Völlig überraschend fiel dann auf der Gegenseite der Ausgleichstreffer. Bei einer Feick-Flanke schlief zum ersten Mal die gesamte Club-Defensive. So hatte Robert Leipertz gar keine Mühe aus fünf Metern zum 1:1 einzuköpfen. Besser wurde das Spiel des FCH dadurch nicht. Nürnberg war weiterhin tonangebend und nur FCH-Keeper Jan Zimmermann war es zu verdanken, dass der Club nicht wieder in Führung ging. Beim zweiten Gegentreffer konnte aber auch Zimmermann nicht mehr eingreifen. Und wieder griffen die Heidenheimer den Hausherren tüchtig unter die Arme. Nach einer geklärten FCH-Ecke kam Leipertz außerhalb des Strafraums an den Ball. Statt diesen jedoch einfach nach außen weiterzuleiten, wollte er diesen auf umständliche Weise sichern und verlor ihn dabei. Der Club konterte in Person von Blum, der im Laufduell Robert Strauß ganz einfach abschüttelte. Blum behielt die Übersicht und passte scharf in die Mitte, wo der zurückeilende Leipertz den Ball in die eigenen Maschen beförderte. Dieses Gegentor hätte durch ein klares Abspiel von Leipertz und einem frühzeitigen, taktischen Foul von Strauß durchaus verhindert werden können. So jedoch ging es mit einem Rückstand in die Kabinen.
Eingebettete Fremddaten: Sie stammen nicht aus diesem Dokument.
PR #4152, opened 2025-01-17
feat(FN-3675): refactor fee record correction mock builder

RLavender98:
## Introduction :pencil2:
As part of FN-3675 we will introduce completed corrections. To ensure test data consistency and accurate representation of real states of data, it will be useful for the record correction entity mock builder to enforce the specification of 'isCompleted' so that we can create a mock of the correct shape in an easy way.

Since the builder is used in a lot of places putting this up as an initial refactor to keep the changes in the subsequent PR for this ticket not too large. In the next PR there will be logic in the constructor setting other fields based on the values of 'isCompleted' which will look something like this (hence why this refactor needed):
```
if (isCompleted) {
  data.isCompleted = true;
  data.dateReceived = new Date();
  data.bankCommentary = 'some commentary';

  data.previousValues = somePreviousValues;
  data.correctedValues = someCorrectedValues;
} else {
  data.isCompleted = false;
  data.dateReceived = null;
  data.bankCommentary = null;

  data.previousValues = null;
  data.correctedValues = null;
}
```

- Replace 'forFeeRecord' with 'forFeeRecordAndIsCompleted'
- Replace public constructor that doesn't require specification of 'isCompleted' with public static method 'forIsCompleted'
- Remove 'withIsCompleted' since this field is now specified up front


libs/common/src/types/record-correction-values.ts
```diff
@@ -0,0 +1,8 @@
+import { Currency } from './currency';
+
+export type RecordCorrectionValues = {
```
sw-mattw, line 3: Assuming this going to be used for the entity changes in the subsequent PR

sw-mattw (approved):

libs/common/src/types/record-correction-values.ts
RLavender98: Ah yes left in this PR by accident - it will be used though

libs/common/src/test-helpers/mock-data/fee-record-correction.entity.mock-builder.ts
```diff
@@ -6,11 +6,15 @@ import { RecordCorrectionReason, RequestedByUser } from '../../types';
...
   private readonly correction: FeeRecordCorrectionEntity;
 
-  public constructor(correction?: FeeRecordCorrectionEntity) {
-    this.correction = correction ?? FeeRecordCorrectionEntityMockBuilder.forFeeRecord(new FeeRecordEntityMockBuilder().build()).correction;
+  private constructor(correction: FeeRecordCorrectionEntity) {
+    this.correction = correction;
   }
 
-  public static forFeeRecord(feeRecord: FeeRecordEntity): FeeRecordCorrectionEntityMockBuilder {
+  public static forIsCompleted(isCompleted: boolean): FeeRecordCorrectionEntityMockBuilder {
```
Zainzzkk, line 13: this name doesn't make full sense? should be isCompleted?

RLavender98: The preoperty on the entity is called 'isCompleted' and then the convention we have is an instantiation method starts with 'for' followed by the name of the property and then a method overwriting the default value the 'for' method sets for a specific property has the convention of starting with 'with'.

I agree this appears a little weird, and we could have an alternative convention for boolean fields if we wanted, but I don't think it should be just the property name, and I can't think of anything better than 'for' personally.

RLavender98: This is always called as follows: `FeeRecordCorrectionEntityMockBuild.forIsCompleted(true)....` or `FeeRecordCorrectionEntityMockBuild.forIsCompleted(false)....` which I do think reads ok?

Zainzzkk: I think they should all be changed at a later stage

Zainzzkk (approved):

sw-mattw (approved):

PR #4159, opened 2025-01-21
fix(DTFS2-7771): added date helper functions

abhi-markan:
## Introduction :pencil2:
`security.txt` expiry date should be set to 1 year in future to conform with [RFC-9116](https://www.rfc-editor.org/rfc/rfc9116).

* Added `addYear` helper function.
* Updated API test case assertion.

* Added `getEpochMs` helper function to get EPOCH with ms.
* Added unit test cases.

### DIFF
--- a/libs/common/src/helpers/date.test.ts
+++ b/libs/common/src/helpers/date.test.ts
@@ -76,6 +76,67 @@ describe('date helpers', () => {
       expect(result).toContain('T');
       expect(result).toContain('Z');
     });
+
+    it('should return the current date and time in ISO 8601 format', () => {
+      // Act
+      const result = getISO8601();
+      const year = now().getFullYear();
+      const month = (now().getMonth() + 1).toString().padStart(2, '0');
+      const date = now().getDate();
+
+      // Assert
+      expect(result).toContain(`${year}-${month}-${date}`);
+      expect(result).toContain('T');
+      expect(result).toContain('Z');
+    });
+
+    it('should return the provided date in ISO 8601 format', () => {
+      // Arrange
+      const date = new Date('2023-01-01T00:00:00Z');
+      const expected = date.toISOString();
+
+      // Act
+      const result = getISO8601(date);
+
+      // Assert
+      expect(result).toEqual(expected);
+    });
+
+    it('should handle leap year dates correctly', () => {
+      // Arrange
+      const date = new Date('2020-02-29T00:00:00Z');
+      const expected = date.toISOString();
+
+      // Act
+      const result = getISO8601(date);
+
+      // Assert
+      expect(result).toEqual(expected);
+    });
+
+    it('should handle dates before 1970 correctly', () => {
+      // Arrange
+      const date = new Date('1969-12-31T23:59:59Z');
+      const expected = date.toISOString();
+
+      // Act
+      const result = getISO8601(date);
+
+      // Assert
+      expect(result).toEqual(expected);
+    });
+
+    it('should handle future dates correctly', () => {
+      // Arrange
+      const date = new Date('2100-01-01T00:00:00Z');
+      const expected = date.toISOString();
+
+      // Act
+      const result = getISO8601(date);
+
+      // Assert
+      expect(result).toEqual(expected);
+    });
   });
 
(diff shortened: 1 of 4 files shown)


rkontogianni (dismissed):

portal/api-tests/static-routes.api-test.js
```diff
@@ -39,10 +39,12 @@ describe('/.well-known/security.txt', () => {
       // Act
       const response = await get('/.well-known/security.txt');
       // Only get the YYYY-MM-DD
-      const todayDate = getISO8601().split('T')[0];
+      const addOneYear = addYear(1);
```
BethThomas141, line 42: Would this be clearer called `oneYearInFutureDate`?

portal/api-tests/static-routes.api-test.js
```diff
@@ -39,10 +39,12 @@ describe('/.well-known/security.txt', () => {
...
+      const expiry = getISO8601(addOneYear);
+      const oneYearFromToday = expiry.split('T')[0];
```
BethThomas141, line 44: I'm slightly confused as in the `static.js` file we're displaying the date as an ISO string, whereas in this test file we seem to just be displaying YYYY-MM-DD - is there a reason for the difference?

Either way, this could also be written as:

```
const oneYearInFutureDate = addYear(1);
const oneYearInFutureFormatted = format(oneYearInFutureDate, "yyyy-MM-dd")
```

portal/server/routes/static.js
```diff
@@ -1,15 +1,17 @@
 import express from 'express';
-import { getISO8601 } from '@ukef/dtfs2-common';
+import { addYear, getISO8601 } from '@ukef/dtfs2-common';
 
 const router = express.Router();
+const addOneYear = addYear(1);
+const expiry = getISO8601(addOneYear);
```
BethThomas141, line 6: Can we rename these to: 
```
const oneYearInFutureDate = addYear(1);
const expiryDateIsoString = getISO8601(addOneYear)
```

libs/common/src/helpers/date.test.ts
```diff
@@ -91,4 +91,73 @@ describe('date helpers', () => {
       expect(result).toEqual(expected);
     });
   });
+
+  describe('addYear', () => {
+    it('should add one year provided date object', () => {
```
BethThomas141, line 96:
```suggestion
    it('should add one year to the provided date object', () => {
```

libs/common/src/helpers/date.test.ts
```diff
@@ -91,4 +91,73 @@ describe('date helpers', () => {
...
+
+      const result = addYear(year, date);
+
+      expect(result.getFullYear()).toBe(tenYears);
+    });
+
+    it('should add two years to now', () => {
+      const year = 2;
+      const date = now();
+      const twoYears = date.getFullYear() + year;
```
BethThomas141, line 119: I think the names for the consts are a tad confusing, could it instead be: 

const yearsToAdd = 2
const currentDate = now()
const twoYearsInFutureYear = date.getFullYear() + year

We could also have it in a for.each loop where we test the multiple test cases with different years (e.g. 1, 2 and 10) if we want to be more succinct?

libs/common/src/helpers/date.test.ts
```diff
@@ -91,4 +91,73 @@ describe('date helpers', () => {
...
+
+  describe('addYear', () => {
+    it('should add one year provided date object', () => {
+      const year = 1;
+      const date = new Date('20-09-1989');
+      const oneYear = date.getFullYear() + year;
+
+      const result = addYear(year, date);
+
+      expect(result.getFullYear()).toBe(oneYear);
```
BethThomas141, line 103: I think this isn't a full unit test - it's just testing that the year of the result is the same as the expected year - we also want to check that the day/month is correct (or that the full date object is as expected).

BethThomas141 (changes requested):
Just a few comments!

BethThomas141 (approved):

BethThomas141 (dismissed):

rkontogianni (dismissed):

BethThomas141 (approved):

Gefühlvoll und brachial zum Torerfolg

Eine Reaktion der Gäste suchte man auch zu Wiederbeginn vergeblich. Dennoch gelang es ihnen wieder, den Ausgleichstreffer zu erzielen. Und dieser war einer von der Kategorie „Tor des Monats“. Smail Morabit spazierte über die rechte Seite. Wenige Meter vor der Auslinie suchte er mit seiner Flanke den lauernden Daniel Frahn. Der Ball flog aber an den zweiten Pfosten. Thorsten Kirschbaum streckte sich im FCN-Tor vergebens und so schlug der Ball neben dem Pfosten zum 2:2 ein. Nun war das Momentum eindeutig auf der Seite der Gäste. Nach einem Freistoß kam Mathias Wittek am langen Pfosten an den Ball. Sein Schuss touchierte aber nur die Querlatte. Glück für die Nürnberger, die zweiten Spielabschnitt nicht mehr ganz so drückend agierten, wie noch in Halbzeit eins. Der Sieg sollte ihnen trotzdem noch vergönnt sein. Strauß ließ sich von einem einfach Übersteiger zu leicht austanzen und konnte somit die Flanke nicht mehr unterbinden. In der Mitte nahm Club-Kapitän Jan Polak den Ball kurz mit der Brust an und ließ somit Julius Reinhardt ins leere laufen. Anschließend hämmerte er den Ball direkt mit links auf das Tor. Aus dieser kurzen Distanz konnte Zimmermann nicht mehr entscheidend eingreifen und musste den Ball aus dem Netz fischen.

Formverbessert im Pokal

Es war eine vermeidbare Niederlage und dementsprechend war die Stimmung im Lager des FCH. Man ärgerte sich über die vergebenen Punkte. Die Leistung hätte keine Punkte verdient gehabt, dennoch wären die Gegentreffer, durch ein konsequenteres Defensivverhalten, absolut vermeidbar gewesen. Für den FCH gilt es nun Mund abputzen und nach vorne schauen. Am Sonntag ist man im DFB-Pokal zu Gast beim FK Pirmasens. Zum ersten Mal in der Geschichte war man im Profi Topf vertreten und reist somit als Favorit zum Außenseiter im Pokal. In diesem hat Pirmasens schon oft von sich Reden gemacht und mit einem Auftreten wie gegen Nürnberg wird es für den FCH kein leichtes Unterfangen. Die Zielsetzung ist vorgegeben. Es soll und muss die zweite Runde erreicht werden, ohne großes Zittern, doch dafür ist ein stabileres Auftreten in der Defensive und mehr Durchschlagskraft in der Offensive von Nöten.